**ACTIVITY**
Look for the word "from" in the material below, then report each line where it occurs.

**AVAILABLE DATA**
PR #1695, opened 2016-11-27
Prevent external redirects. Fixes #1582

### LINKED ISSUE #1582: Open Redirect Vulnerability
1. There is open redirect issue at ( http://localhost:33411/auth/login/?_path=%2F ) .The parameter _path= / leads to the issue.
2.   With reference to the Improve redirector, issue #360 , 
   
   ```
       if '//' not in destination:
                   destination = '%s%s' % (self.server_url(), destination)
   ```

The above 2 lines are not present in the latest version of mail pile I downloaded.When the necessary changes were made, that is the above two lines of code were added to httpd.py and rerun the program again. Mail pile isn't starting up.

BjarniRunar:
Prevent Mailpile's login from becoming an open redirect bouncer for the wider Internet.

### DIFF
--- a/mailpile/auth.py
+++ b/mailpile/auth.py
@@ -121,11 +121,10 @@ class Authenticate(Command):
         path = self.data.get('_path', [None])[0]
 
         # These are here to prevent people from abusing this to redirect to
-        # arbitrary URLs on the Internet. The first assertion blocks normal
-        # http:// and https:// URLs. The second is a catch-all that prevents
-        # any path that looks like it starts with a protocol: foo:/stuff/.
-        assert('://' not in path)
-        assert('/' in path.split(':')[0])
+        # arbitrary URLs on the Internet.
+        assert('://' not in path)          # https://, http://, ftp://, ...
+        assert(path[:2] != '//')           # //www.example.com/
+        assert('/' in path.split(':')[0])  # mailto:user@example.com
 
         if (path and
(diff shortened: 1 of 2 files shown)


BjarniRunar:
I added a few more security fixes to this... there were more ways to play funny games with the login redirector and HTTPD.

BjarniRunar:
Review window timed out, merging!

mailpile/auth.py
```diff
@@ -121,11 +121,10 @@ def _do_redirect(self):
...
         # These are here to prevent people from abusing this to redirect to
-        # arbitrary URLs on the Internet. The first assertion blocks normal
-        # http:// and https:// URLs. The second is a catch-all that prevents
-        # any path that looks like it starts with a protocol: foo:/stuff/.
-        assert('://' not in path)
-        assert('/' in path.split(':')[0])
+        # arbitrary URLs on the Internet.
+        assert('://' not in path)          # https://, http://, ftp://, ...
+        assert(path[:2] != '//')           # //www.example.com/
+        assert('/' in path.split(':')[0])  # mailto:user@example.com
```
JocelynDelalande: IMHO, relying on *urlparse* does the same job (maybe more), is more explicit, robust & better reviewed :

```
from urlparse import urlparse

url = urlparse(path)
assert(not url.scheme and not url.netloc)
```

My too late cents ;-)

BjarniRunar: That's a good idea, thank you. I'll change this and add to a later PR.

**RESPONSE BOX**
Prevent Mailpile's login from becoming an open redirect bouncer for the wider Internet.
         # These are here to prevent people from abusing this to redirect to
         # These are here to prevent people from abusing this to redirect to
from urlparse import urlparse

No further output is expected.